Secondly, i had the luck of encountering potential employers who couldn't tell i did this or didn't care.
Either way, my early jobs, as a result of my embellishments, were often more fantastic than i probably deserved. I travelled all over, spending long spans of time going from one locale to the next. I remember one notable 20 day period had me dashing through no less than 15 different cities. It was exhausting, but for a young man my age, equally exhilirating. Over time, i learned how to find the basic comforts and needs in any town that i'd grown accustomed to having back at home. Except one thing: companionship.
Unfortunately, the kind of female company i sought wasn't outfitted by calling a local escort service. For several reasons, you just can't hire a submissive girl. This unique problem sent me on the difficult course of finding a submissive in as many of my ports of call as possible. In retrospect, as i type this now, i can see how arrogant and mostly unpragmatic this pursuit was.
In all, i had a girl i could call on in Chicago, Tampa, Philly, San Antone, Toronto, New York and Nawlins. When i knew far enough in advance that i would be visiting, i'd call up my host and arrange some time with her. Usual protocol would be for her to begin wearing a buttplug that i had given her early on in our exchange, at least a day before i arrived. I wanted to make my unique impression on her. There is something about meeting with a girl who's been plugging her ass for you for a period of hours that just builds this insane level of anticipation. She knew i had put so much thought and energy into her stationed this way, and i knew she felt the constant pressure. Most visits were rather calm, and would not have filled the shelves of the erotica section of your local bookstore, especially since i usually just wanted her to serve as company. When you are in a city all by yourself, peace comes in a familiar face. Very often, i would have her sitting near me as i drank a cocktail to unwind, her beauty and grace serving as a shield against the day's stress.

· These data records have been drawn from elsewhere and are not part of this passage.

PR #1336, opened 2019-03-25
Add (partial) support for more types of blocks via GraphQL.

DFurnes:
### What does this PR do?

This PR adds partial support for loading the Photo Submission, Link, Share, and Voter Registration blocks via `ContentfulEntryLoader`. These each still make assumptions that they're operating within a traditional campaign page (with a campaign ID, etc...), so they're **not fully functional yet**, but this gets us closer to unifying these two separate experiences.

I've used this as an opportunity to clean up some more of our renderers – moving more code into the `ContentfulEntry` itself & moving Puck waypoints into their respective components.

Finally (and hopefully not too controversially), I updated `ContentfulEntryLoader` to wrap the entire `ContentfulEntry` in the provided `className`, rather than requiring each possible component to implement its own custom `className` prop support.

This closes the loop on some work done in DoSomething/graphql#86.

N/A

### Checklist

### DIFF
--- a/resources/assets/components/actions/LinkAction/templates/DefaultTemplate.js
+++ b/resources/assets/components/actions/LinkAction/templates/DefaultTemplate.js
@@ -58,7 +58,8 @@ const DefaultTemplate = props => {
         {affiliateLogo ? (
           <SponsorPromotion
             className="affiliate-logo -padded"
-            imgUrl={affiliateLogo}
+            imgUrl={affiliateLogo.url}
+            title={affiliateLogo.description}
           />
         ) : null}
       </div>
@@ -80,7 +81,8 @@ const DefaultTemplate = props => {
         {affiliateLogo ? (
           <SponsorPromotion
             className="affiliate-logo -padded"
-            imgUrl={affiliateLogo}
+            imgUrl={affiliateLogo.url}
+            title={affiliateLogo.description}
           />
         ) : null}
 
@@ -105,7 +107,10 @@ DefaultTemplate.propTypes = {
   title: PropTypes.string.isRequired,
   content: PropTypes.string,
   link: PropTypes.string.isRequired,
-  affiliateLogo: PropTypes.string,
+  affiliateLogo: PropTypes.shape({
+    url: PropTypes.string,
+    description: PropTypes.string,
+  }),
   buttonText: PropTypes.string,
   campaignId: PropTypes.string,
   userId: PropTypes.string,
--- a/resources/assets/components/actions/PhotoSubmissionAction/PhotoSubmissionAction.js
+++ b/resources/assets/components/actions/PhotoSubmissionAction/PhotoSubmissionAction.js
@@ -4,6 +4,7 @@ import React from 'react';
 import PropTypes from 'prop-types';
 import classnames from 'classnames';
 import { get, has, invert, mapValues } from 'lodash';
+import { PuckWaypoint } from '@dosomething/puck-client';
 
 import Card from '../../utilities/Card/Card';
 import Modal from '../../utilities/Modal/Modal';
@@ -249,6 +250,10 @@ class PhotoSubmissionAction extends React.Component {
 
     return (
       <React.Fragment>
+        <PuckWaypoint
+          name="photo_submission_action-top"
+          waypointData={{ contentfulId: this.props.id }}
+        />
         <div className="clearfix">
           <div className="photo-submission-action">
             <Card
@@ -394,6 +399,10 @@ class PhotoSubmissionAction extends React.Component {
             </Card>
           </Modal>
         ) : null}
+        <PuckWaypoint
+          name="photo_submission_action-bottom"
+          waypointData={{ contentfulId: this.props.id }}
+        />
       </React.Fragment>
     );
   }
--- a/resources/assets/components/actions/PhotoSubmissionAction/PhotoSubmissionAction.js
+++ b/resources/assets/components/actions/PhotoSubmissionAction/PhotoSubmissionAction.js
@@ -250,12 +250,12 @@ class PhotoSubmissionAction extends React.Component {
 
     return (
       <React.Fragment>
-        <PuckWaypoint
-          name="photo_submission_action-top"
-          waypointData={{ contentfulId: this.props.id }}
-        />
         <div className="clearfix">
           <div className="photo-submission-action">
+            <PuckWaypoint
+              name="photo_submission_action-top"
+              waypointData={{ contentfulId: this.props.id }}
+            />
             <Card
               className={classnames('bordered rounded', this.props.className)}
               title={this.props.title}
@@ -373,6 +373,10 @@ class PhotoSubmissionAction extends React.Component {
                 </Button>
               </form>
             </Card>
+            <PuckWaypoint
+              name="photo_submission_action-bottom"
+              waypointData={{ contentfulId: this.props.id }}
+            />
           </div>
 
           {this.props.informationContent ? (
@@ -399,10 +403,6 @@ class PhotoSubmissionAction extends React.Component {
             </Card>
           </Modal>
         ) : null}
-        <PuckWaypoint
-          name="photo_submission_action-bottom"
-          waypointData={{ contentfulId: this.props.id }}
-        />
       </React.Fragment>
     );
   }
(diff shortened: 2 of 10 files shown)


DFurnes:
I'm working on extracting this mega-query in `ContentfulEntryLoader` into fragments that are colocated with their components (like we do with `PostCardFragment` and `ReactionButtonFragment`). This makes it easier to change data dependencies in the future & saves us some extra work crafting prop-types

I'd also like to do another pass at clearing up `margin-horizontal-md` & friends this week.

This pull request is already a little hairy, though, so I think those are best tackled separately!

DFurnes:
Rebased to fix merge conflict in `PostGalleryBlockQuery`, no other changes.

resources/assets/components/actions/LinkAction/templates/DefaultTemplate.js
```diff
@@ -80,7 +81,8 @@ const DefaultTemplate = props => {
         {affiliateLogo ? (
```
mendelB: Would this now always be truthy when rendered from the Phoenix backend, since we manually set the array as a property?

resources/assets/components/utilities/ContentfulEntryLoader/ContentfulEntryLoader.js
```diff
@@ -75,10 +122,9 @@ const ContentfulEntryLoader = ({ id, className }) => (
       const gridClass = get(entryGridMapping, blockType, 'grid-main');
 
       return (
-        <ContentfulEntry
-          className={classnames(className, gridClass)}
-          json={data.block}
-        />
+        <div className={classnames(className, gridClass)}>
```
mendelB: will

resources/assets/components/blocks/PostGalleryBlock/PostGalleryBlockQuery.js
```diff
@@ -52,6 +52,7 @@ const PostGalleryBlockQuery = ({ id, actionIds, className, itemsPerRow }) => (
 PostGalleryBlockQuery.propTypes = {
   id: PropTypes.string,
   actionIds: PropTypes.arrayOf(PropTypes.string),
+  actionIds: PropTypes.arrayOf(PropTypes.number),
```
mendelB: I think we've got two `actionIds` 👯👯

resources/assets/components/actions/LinkAction/templates/DefaultTemplate.js
DFurnes: Oh gosh! It sure would.

resources/assets/components/blocks/PostGalleryBlock/PostGalleryBlockQuery.js
DFurnes: Oh I did a boo-boo when I rebased I think. 🐙

DFurnes: Fixed in 029cd48!

resources/assets/components/actions/LinkAction/templates/DefaultTemplate.js
weerd: Has this been resolved?

resources/assets/components/actions/PhotoSubmissionAction/PhotoSubmissionAction.js
```diff
@@ -249,6 +250,10 @@ class PhotoSubmissionAction extends React.Component {
 
     return (
       <React.Fragment>
+        <PuckWaypoint
+          name="photo_submission_action-top"
+          waypointData={{ contentfulId: this.props.id }}
+        />
```
weerd: Can you move the PuckWaypoint inside the `<div className="photo-submission-action">` since it outputs an empty div and this will still mess with the grid once we shift to using PSAs in the grid as well.

weerd: The same way you did in the ShareAction :)

resources/assets/components/utilities/ContentfulEntryLoader/ContentfulEntryLoader.js
weerd: Not sure if I'm super keen on this, given how much we end up customizing layout and concerned making a change like this so close to Prom release 😬

resources/assets/components/actions/LinkAction/templates/DefaultTemplate.js
DFurnes: No, went to make coffee & then got sidetracked by some other pull requests.

DFurnes: Rest assured I won't merge without fixing this! 😸

resources/assets/components/utilities/ContentfulEntryLoader/ContentfulEntryLoader.js
weerd: But I also see how it could make things easier... 🤔

DFurnes: Yeah, I don't think we'll ever want a `ContentfulEntry` component that _doesn't_ get wrapped by these classes so it feels like this is the most reasonable place to set it. By requiring each one to implement its own `className` support, we end up spreading that work all around.

weerd: Just debating if by having it a level up it will mess with layout spacing. For example the margin/padding classes that  get applied to the component will now be applied on the inside div as a child of the div that sets the grid, whereas now those classes can dictate aspects of margin/layout along with the grid class. I'll like to maybe hold off on this and test it out a bit more before we dive into this right before Prom launch and maybe end up with misalignments 😬

weerd: Screen Shot 2019-03-26 at 10 55 54 AM

As an example, alignment for the ImagesBlock depends on both the grid class AND the individual classes appended to the component to align properly.

DFurnes: Alrighty, I'll add `className` support to each of these components before merging this.

weerd: I think it's something we can reassess post-prom and as we shift everything over to grid. It's been a bit of a balancing act with components currently using grid and those without. Not ideal, but necessary for transition 😅

DFurnes: For what it's worth, I don't think `ImagesBlock` should be setting its own bottom margin there (and I thought we'd decided that we wanted to pull that out into something the story page handles). Regardless, I'm fine keeping things as they are and we can revisit later.

weerd: Yeah, I agree and we need to rethink things now with the magic of CSS Grid ✨ 👍

DFurnes: We chatted a wee bit in Slack & are going to move ahead with trying to clean this up now, since we have a bit more wiggle room until Prom launches on April 8th. 📆

resources/assets/components/actions/PhotoSubmissionAction/PhotoSubmissionAction.js
DFurnes: Yeah, that's much better! Fixed in 345068d & confirmed waypoints fire when expected.

resources/assets/components/actions/LinkAction/templates/DefaultTemplate.js
DFurnes: Fixed in 9502251!

resources/assets/components/utilities/ContentfulEntryLoader/ContentfulEntryLoader.js
DFurnes: Removed the wrapping div in 20f4628; will re-visit in follow-up PR.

My favorite girl was my Toronto hostess. We connected on so many levels, but she also served as the most mysterious. She would ask me to pick her up in the most random of spots. A busstop out on Dundas. In front of a vegetable vendor in St. Lawrence. I didn't ask. Well, until it got in the way of being served. After she stood me up once, i insisted on knowing why. What she told me i still haven't fully grasped.
I know i risk exposing myself to a kind of unwelcome attention by merely having the title i've chosen for this post. Should i speak of this subject as if it were false and it proves not to be, i've put myself in an unfortunate position.
She told me that she was a member of a society known as "The Circle". This was a collection of incredibly wealthy men who have their various representatives approach incredibly gorgeous young women proposing them the opportunity to live very comfortably in exchange for their liberty. These young, consenting women are then taken to a remote location, drilled in the rudiments of sexual service, and then traded amongst the spokes of "The Circle".
I know, preposterous. But, why did i want to believe it? I remember asking her only one question about it. Why was i able to enjoy her company if she was essentially a slave to this group? She said it was part of her ongoing training. That satisfied me. I didn't want to know more because i didn't believe her, and her company was a luxurious oasis in a desert of hostile faces that i was unwilling to do without. I also felt myself wanting to believe her. I wanted to believe that an organization such as this existed. It was incredibly arousing to think about. The powerful feasting on hand-selected and made toys.
Years later, after i'd relinquished my claim on these girls, i found myself coming back to the idea of "The Circle". I'd grown tired of my local SM scene. It was overrun by social rejects and folks who believed that kinky=freaky. I realized that the biggest problem behind these clubs and parties i would occasionally frequent was that there was no screening process. Anyone who wanted to explore could come and clog up the floorspace. I understood that not everyone raced along inside their deviant behavior at the speed i did, but i grew tired of having to share the same racing track with the beginners and finding few attractive submissives in the largely male-dominated chapters. I longed for some covert fellowship, where an intense, highly scrutinizing review took place for potential newcomers. I sent out feelers to various contacts within the lifestyle, asking them to *wink-wink* level with me. I got no nibbles. And then it hit me, "they" would not want you to look for them. They'll find you when they want to.
I've always said patience is one of my best characteristics.